First and foremost, everyone needs caching. It's what makes computers fast.
That RAM you have? Cache. The memory in your CPU? Cache. The memory in your
hard drive? Cache.

Your filesystem has a cache. Your browser has a cache. Your DNS resolver has a
cache. Your web server's reverse proxy [should] have a cache. Your database
[should] have a cache. Every place that you can conceivably shove in another
cache, it can't hurt. Say it with me now: Cache Rules Everything Around Me.
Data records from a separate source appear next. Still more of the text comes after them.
PR #530, opened 2023-03-23
Delete the temporary file after being parsed

laeubi:
Currently one gets a lots of lingering files named:

```
/tmp/eed17021414477589663537.ee
/tmp/eed15599516348791254164.ee
/tmp/eed10981864096532456217.ee
/tmp/eed9998009589164187122.ee
/tmp/eed2679993409650199583.ee
```

in the temp directory of the system even though after the file is read it is never used anywhere.


HannesWell (approved):
Looks sane.

Actually the `FileManager` of the API-Tools should delete this file eventually.
However it might be the the case that it is not working in Tycho or is too late in cleaning up.

In general I think that there should be a way provided by JDT to create a ExecutionEnvironmentDescription from a Map of properties, or even better from a given VM(Installation) path and a selected EE.

I'll create a PR in the next days.

laeubi:
Yes they are deleted on shutdown of the application, but still the accumulate a lot (not sure if they are created multiple times?!) and as they are not needed afterwards I think there is no need to wait until that point.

First you should learn how web servers work, why we use them, and how to
configure them. The reason your Apache instance was running slow is probably
because you never tuned it. Granted, five years ago its asynchronous
capabilities were probably haggard and rustic. It's gotten a lot more robust
in recent years, but that's beside the article's point. Nginx is an apple,
CloudFront is an orange.

Next you should learn what CDNs are for. Mainly it's to handle lots of traffic
reliably and provide a global presence for your resources, as well as
shielding your infrastructure from potential problems. Lower network latency
is just a happy side effect.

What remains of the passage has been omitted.